Мама показала роман Хобарту, которому он тоже очень понравился, и тогда мне впервые пришло в голову, что глупо, наверно, стыдиться странностей, если ты в них по-настоящему хорош. Или не хорош, но они приносят тебе радость. Само собой, я продолжала распространять постеры. Делая это в первый раз после аварии, я сложила один из них в маленькую птичку и дошла по утреннему зною до почтового ящика бабушки Зеки. Захлопнув крышку ящика, я заглянула в окно дома и увидела, как она в полном одиночестве сидит на диване и смотрит телевизор. Я ушла оттуда раньше, чем она меня заметила, но надеялась, что она обнаружит постер, позвонит матери Зеки и та вместе с сыном вернется в Коулфилд. Однако ничего не произошло, по крайней мере такого, что могло хоть что-то для меня изменить. Может, я напугала старушку до потери сознания, не знаю. До меня никакой информации не дошло.
Иногда, когда я оставалась дома одна, я шла в гараж и печатала копии с оригинала. Я была единственной его обладательницей. Он стал моим, и только моим, и это было наименьшим наказанием для Зеки за то, что я из-за него чуть не умерла. У меня был настоящий постер, первый экземпляр, вместе со всей скрытой в нем силой. Наша кровь, звезды на небе. За один раз я делала по пять копий, ровно столько, чтобы ощущать его по-прежнему своим. Когда начались занятия в школе, рука моя была в гипсе, однако расписаться на нем я никого не просила.

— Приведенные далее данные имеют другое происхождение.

PR #4544, opened 2019-10-02
Updating ./worker/README.md to give more information about the worker

### LINKED ISSUE #2860: Update worker README with information about its dependencies

A newcomer looking at the `./worker` package might not quickly realize where they should look for the actual implementations of either the baggageclaim or garden API.

e.g., we had under `concourse-bosh-release`:

```
* [Garden](https://github.com/cloudfoundry-incubator/garden) is a generic
  interface for orchestrating containers remotely on a worker
* [Baggageclaim](https://github.com/concourse/baggageclaim) is a server for
  managing caches and artifacts on the workers
```

although it makes more sense to have it under `./worker`.

Include in `./worker/README.md` a description of each of the possible implementations that are usually used as implementations of the Garden API (e.g., guardian and houdini), as well as a reference to Baggageclaim. 

yess 🙌

ctorboh15:
Fixes #2860

Updated the ./worker/README.md to be more descriptive of the worker module.

### DIFF
--- a/worker/README.md
+++ b/worker/README.md
@@ -14,10 +14,16 @@
   ## about
 
   *worker* is the workhorse of Concourse. It's responsible for the creation
-  and deletion of the containers in which the pipeline tasks are executed.
+  and deletion of the containers in which the pipeline operations
+  (get, check, put, task) are executed.
 
-  A worker node registers with the web node and is then used for executing
-  builds and performing resource checks. It doesn't really decide much on its own.
+  A worker node registers with the web node(s) and is then used for executing
+  builds and performing resource checks.
+
+  The ATC component in the web node(s) decides how to allocate containers
+  to workers that have been registered in the pool, using the configured
+  container-placement-strategy. It also manages the container deletion on the workers
+  via database calls and the Garden API on the workers.
 
   A worker node runs the following 2 GO API's
 
--- a/worker/README.md
+++ b/worker/README.md
@@ -1,5 +1,33 @@
 # worker
 
+*worker - container orchestrator/ worker artifact management/ build executor*
+
 ![](https://upload.wikimedia.org/wikipedia/commons/thumb/b/b8/Otto_Lilienthal_gliding_experiment_ppmsca.02546.jpg/640px-Otto_Lilienthal_gliding_experiment_ppmsca.02546.jpg)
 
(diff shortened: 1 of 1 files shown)


worker/README.md
```diff
@@ -1,5 +1,33 @@
...
+
+
+
+  ## about
+
+  *worker* is the workhorse of Concourse. It's responsible for the creation
+  and deletion of the containers in which the pipeline tasks are executed.
+
+  A worker node registers with the web node and is then used for executing
+  builds and performing resource checks. It doesn't really decide much on its own.
```
deniseyu: We can elaborate a bit more on `It doesn't really decide much on its own` - as a developer reading this, I'd be asking myself the question, "if the worker doesn't make decisions, then who does?" and the answer is that all container allocation logic happens in the ATC.

Perhaps one way to add a bit more detail is to say instead, "...performing resource checks. The ATC component in the web node(s) decides how to allocate containers to workers that have been registered in the pool, using the configured `container-placement-strategy`".

ctorboh15: I like those suggestions 👍 Should we also mention that ATC also handles container deletion as well? Re-reading this it sounds as though that the worker take care of container cleanup themselves when its more a GC step? Curious on your thoughts

deniseyu: Sure, happy for you to include mention of container deletion, that feels like a logical thing to include.

For more context (the below is probably too much detail to include in this level of documentation), it's a bit confusing because we're not as precise as we could be when we talk about "containers" and their lifecycle. You're absolutely right that the ATC initiates container deletion in the sense that the ATC will do the following things:

1. add/update a container record in its database as "creating"/"deleting"
2. send an API call along to the container's worker's Garden server asking, "please create/delete this container!"
3. update container record to "created", or delete the row in the case of deletion

But on the worker, the Garden server is the thing that actually gets rid of the container as a filesystem entity, when it hears the request from the ATC. So _technically_.. the last mile of deletion and creation is performed by something on the worker, but that's kind of an implementation detail that we shouldn't worry about too much when we're describing the responsibilities of components in the system. (Apologies if you already knew this context - I couldn't find a clear explanation anywhere in our [existing written documentation](https://concourse-ci.org/container-internals.html) so I figured I'd type it out!)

Впрочем, никто и не предлагал. Не было такого, чтобы я целый день отказывала длинной очереди из доброжелателей, вооруженных маркерами и мечтающих оставить на мне какой-нибудь след. В некоторой степени гипс сделал меня еще более незаметной, поскольку люди видели прежде всего гипс и обходили меня стороной, и даже толком не знали, кому принадлежит рука в этом гипсе. Я просовывала постеры в сложенном виде в щели первых попавшихся школьных шкафчиков. Некоторых ребят, надевших в школу купленные в «Экшн Графикс» футболки с пиратскими копиями моего постера, заставили вернуться домой и переодеться, и несколько первых школьных недель они ходили героями. Одна девочка, Дженни Гаджер, на которую я, честно говоря, раньше не обращала внимания, пришла в школу в футболке с постером целых три раза, и за это ее на неделю отстранили от занятий.

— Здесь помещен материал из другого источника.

Issue #3600, opened 2019-03-27
GC Containers and volumes when present in the worker but not in the DB


cirocosta:
Hey,

Once we got https://github.com/concourse/concourse/issues/2588 in, we added support for GCing when there's a mismatch between what is in the worker and what is in the DB when

- DB has containers/volumes that a worker doesn't have,

But we **don't** do the other "side" of the diff:

- a worker having containers/volumes that the DB doesn't have.

This means that if `worker-0`, for some reason, has volumes that the DB doesn't have, those volumes will never be cleaned up unless someone manually discovers that diff and performs the removals.

 A scenario where this could occur:

- the user takes backup of the DB at `t0`,
- time goes on ... the worker has some volumes at `t1`,
- DB gets restored to `t0`,
- the worker will forever have the extra volumes there.

Do you think this could have repercussions in the way we create containers/volumes? E.g., in the case of ephemeral check containers?

Thanks!

vito:
Yeah, we'd have to be careful not to remove ephemeral or health-check containers/volumes. Maybe this could be done by marking the containers as ephemeral/health-check via properties?

cirocosta:
Hey,

Another that @YoussB and I were discussing:

- worker launched with `--ephemeral` starts
- containers and volumes are created
- network problems happen, worker "stalls", thus, gets removed from the db
- worker comes back, but its old volumes are never deleted

Does that make sense?

Thanks!

cirocosta:
(related: https://github.com/concourse/concourse/issues/2835)

YoussB:
@ddadlani and I saw the same issue when working with a customer that caused a big problem since most of the workers got overloaded by containers after an upgrade.

pivotal-jamil-shamy:
> @ddadlani and I saw the same issue when working with a customer that caused a big problem since most of the workers got overloaded by containers after an upgrade.

@ddadlani @YoussB @cirocosta 

To add more context for reference:
1. We were running concourse 5.2.1.
1. The average container count per worker before the upgrade was 100
1. We upgraded to concourse 5.5.1
1. We noticed that the container count per workers started to climb sharply.
1. After a few hours of finishing the upgrade, all the workers' container count was maxed out at 256.
1. No more builds were able to be scheduled.
1. After investigation, we found that there are many containers on the workers were not "known" by the DB, i.e. they were orphaned.
1. The only possible solution we were left with is to recreate ALL the workers VMs.

pivotal-jamil-shamy:
[...]

PR #4547, opened 2019-10-02
Skip over containers on stalled workers when deleting missing

### LINKED ISSUE #4536: Stalled workers' containers get cleaned up from ATC DB
## Bug Report

When a worker enters stalled state but has containers that were reported missing to the ATC, ATC will continue to count down the grace period and delete that container record after 5 minutes default (plus or minus 30 seconds for the GC tick). This leads to a state where a container still exists on the worker when it comes back online, but no record of the container exists on ATC anymore. ATC can continue sending traffic to that worker without knowledge of this state, and while Garden will reject additional container creation requests beyond the default limit of 250, it would be better if container capacity was synced up between the worker and ATC.

## Steps to Reproduce
1. modify a container row and insert a time value into the missing_since column.
2. turn off eth0 on the worker so this simulates a "stalled" worker
3. observe gc continue to clean up missing containers once the grace-period is up 

## Expected Results

not this. The ATC shouldn't delete container rows when a worker is in stalled state.

## Actual Results

it deletes the row

deniseyu:
* If containers from stalled workers are removed from ATC DB,
  then ATC will be out of sync with worker filesystem when
  worker returns to running state. This contributes to
  problem of mysteriously high container count on workers.

Addresses #4536

# Existing Issue

Fixes #4536.

# Why do we need this PR?

This PR solves one of a few possible edge cases that can contribute to upward-creeping container count on workers. This attempts to keep ATC DB's state closer to the filesystem reality of workers that are flipping between stalled and running state.

# Contributor Checklist
- [x] Unit tests

# Reviewer Checklist
> fill out this section.
- [ ] Code reviewed
- [ ] Tests reviewed
- [ ] Documentation reviewed
- [ ] Release notes reviewed
- [ ] PR acceptance performed

### DIFF
--- a/atc/db/container_repository.go
+++ b/atc/db/container_repository.go
@@ -140,11 +140,19 @@ func (repository *containerRepository) FindDestroyingContainers(workerName strin
 }
 
 func (repository *containerRepository) RemoveMissingContainers(gracePeriod time.Duration) (int, error) {
+	stalledWorkers, err := stalledWorkerNames(repository.conn)
+	if err != nil {
+		return 0, err
+	}
+
 	result, err := psql.Delete("containers").
 		Where(
 			sq.And{
 				sq.Eq{
 					"state": []string{atc.ContainerStateCreated, atc.ContainerStateFailed},
+				},
+				sq.NotEq{
+					"worker_name": stalledWorkers,
 				},
 				sq.Gt{
 					"NOW() - missing_since": fmt.Sprintf("%.0f seconds", gracePeriod.Seconds()),
@@ -266,6 +274,26 @@ func (repository *containerRepository) FindOrphanedContainers() ([]CreatingConta
 	}
 
 	return creatingContainers, createdContainers, destroyingContainers, nil
+}
+
+func stalledWorkerNames(conn Conn) ([]string, error) {
+	var stalledWorkers []string
+	rows, err := psql.Select("name").Where(sq.Eq{"state": "stalled"}).From("workers").RunWith(conn).Query()
+	if err != nil {
+		return stalledWorkers, err
+	}
+	defer Close(rows)
+
+	for rows.Next() {
+		var workerName string
+		err = rows.Scan(&workerName)
+		if err != nil {
+			return []string{}, err
+		}
+
+		stalledWorkers = append(stalledWorkers, workerName)
+	}
+	return stalledWorkers, nil
 }
 
 func selectContainers(asOptional ...string) sq.SelectBuilder {
--- a/atc/db/container_repository.go
+++ b/atc/db/container_repository.go
@@ -140,23 +140,13 @@ func (repository *containerRepository) FindDestroyingContainers(workerName strin
 }
 
 func (repository *containerRepository) RemoveMissingContainers(gracePeriod time.Duration) (int, error) {
-	stalledWorkers, err := stalledWorkerNames(repository.conn)
-	if err != nil {
-		return 0, err
-	}
-
-	result, err := psql.Delete("containers").
+	result, err := psql.Delete("containers c USING workers w").
+		Where(sq.Expr("c.worker_name = w.name")).
 		Where(
 			sq.And{
-				sq.Eq{
-					"state": []string{atc.ContainerStateCreated, atc.ContainerStateFailed},
-				},
-				sq.NotEq{
-					"worker_name": stalledWorkers,
-				},
-				sq.Gt{
-					"NOW() - missing_since": fmt.Sprintf("%.0f seconds", gracePeriod.Seconds()),
-				},
+				sq.Expr(fmt.Sprintf("c.state='%s'", atc.ContainerStateCreated)),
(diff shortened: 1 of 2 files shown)


kcmannem:
lgtm, gonna do the docker test we did during our investigation tomorrow morning and accept this.

atc/db/container_repository.go
```diff
@@ -140,12 +140,20 @@ func (repository *containerRepository) FindDestroyingContainers(workerName strin
 }
 
 func (repository *containerRepository) RemoveMissingContainers(gracePeriod time.Duration) (int, error) {
+	stalledWorkers, err := stalledWorkerNames(repository.conn)
```
cirocosta: Heey,

I'm not very familiar with the code under `db`, but I think there's might a rece here given that we're performing those queries within the context of separate transactions - is this right? 

I wonder if this could/should be done in a single sql statement rather than performing a query, loading that in memory, and then using in a separate statement 🤔 

wdyt?

thx!

deniseyu: yea, I wanted to implement this as one atomic operation, but the challenge is that you can't do a left-join inside of a DELETE so unfortunately it has to happen in two steps, unless there's something I'm missing from the sparsely-documented sql library we're using...

cirocosta: oh, interesting! 

Being that the case, should we use the same transaction for that though? Is that a pattern that we use throught `db`? Or, perhaps, use subqueries (assuming that's permitted)?

thanks!!

deniseyu: yea that's a good point! we have a few other places in our codebase, like [here](https://github.com/concourse/concourse/blob/master/atc/db/check.go#L139-L175) where we do multiple stuff within one transaction so it's certainly not a brand new pattern. thanks @cirocosta for the catch 😄

atc/db/container_repository.go
```diff
@@ -140,17 +140,21 @@ func (repository *containerRepository) FindDestroyingContainers(workerName strin
 }
 
 func (repository *containerRepository) RemoveMissingContainers(gracePeriod time.Duration) (int, error) {
-	result, err := psql.Delete("containers").
+	result, err := psql.Delete("containers USING workers").
```
ddadlani: inspired by https://github.com/concourse/concourse/blob/ba5a5932f1921fd8c2d22d0246dae2af3a6abd78/atc/db/worker_task_cache.go#L97

atc/db/container_repository.go
ddadlani: we're using USING instead, inspired by https://github.com/concourse/concourse/blob/ba5a5932f1921fd8c2d22d0246dae2af3a6abd78/atc/db/worker_task_cache.go#L97

deniseyu:
this solution is much cleaner, thanks @ddadlani @kcmannem 🤘  i can't approve this since i opened it, but maybe @xtreme-sameer-vohra can!

i'm still not 100% happy with how those unit tests are written, they're just kind of confusing to read, but they can be iteratively improved later.

ddadlani:
FYI we've left the unit build pending because it's going to fail, once we push another commit fixing tests it should re-trigger

xtreme-sameer-vohra:
@deniseyu & @ddadlani 
With this fix, would a build ( & their corresponding steps ) that was running on a stalled worker, remain stuck in its previous state prior to the worker stalling indefinitely ?

Would that be desired ?

ddadlani:
@xtreme-sameer-vohra build status is not dependent on the existence of a container. The build status should update only if the process running in the container returns a status code. If a worker was stalled while a process is running, the build status would be stuck in its previous state regardless of these changes.

If the worker recovers from the stalled state, GC should kick in and ensure that worker and DB container state are synchronized. If the worker goes away, GC should clean up all the resources on that worker. This PR simply ensures that we don't make any assumptions about the state of resources on a stalled worker, since we don't have enough information.

kcmannem:
Don't merge this pr depends on #3600. I didn't want to add tests and remove tests in the span of 2 hours.

xtreme-sameer-vohra:
> @xtreme-sameer-vohra build status is not dependent on the existence of a container. The build status should update only if the process running in the container returns a status code. If a worker was stalled while a process is running, the build status would be stuck in its previous state regardless of these changes.
> 
> If the worker recovers from the stalled state, GC should kick in and ensure that worker and DB container state are synchronized. If the worker goes away, GC should clean up all the resources on that worker. This PR simply ensures that we don't make any assumptions about the state of resources on a stalled worker, since we don't have enough information.

Yep, that makes sense. Looking at the code https://github.com/concourse/concourse/blob/master/atc/worker/pool.go#L134 for a case where the web that initiated the build went away and another web took over tracking the build, `ContainerInWorker` will filter for `running` workers only.

atc/db/container_repository.go
kcmannem: Done

atc/db/container_repository.go
kcmannem: done

kcmannem:
@ddadlani just tested it manually again, it works.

Когда она вернулась, я стала подсаживаться к ней в обеденную перемену, и иногда мы болтали про постер. Бóльшую часть лета Дженни провела в летнем лагере, и мне нравилось излагать ей свою версию произошедшего, притворяясь, что я была всего лишь свидетельницей паники, сторонним наблюдателем. В моем случае было совершенно правильно, владея всей информацией, рассказывать не все. И возможно, мы стали бы подругами, настоящими подругами, но незадолго до рождественских каникул Дженни забеременела, и родители отослали ее в Атланту к тете. Я начала пропускать обеды и вместо столовой сидела в библиотеке, работая над заявлениями в колледжи, планируя свое будущее. Воображала себе будущее, и это был мой план.
Паника по большей части улеглась. Мы как бы восстанавливались, оказавшись в эпицентре землетрясения, волны которого по-прежнему расходились, все дальше и дальше распространяясь по миру. Впрочем, в доинтернетную эпоху (по крайней мере, в моем нынешнем понимании) никто не мог достичь согласия в вопросе о том, кто виноват, и в отсутствие углубленного исследования первоисточник был уже не важен. Это стало данностью, которую уже ничто не могло изменить.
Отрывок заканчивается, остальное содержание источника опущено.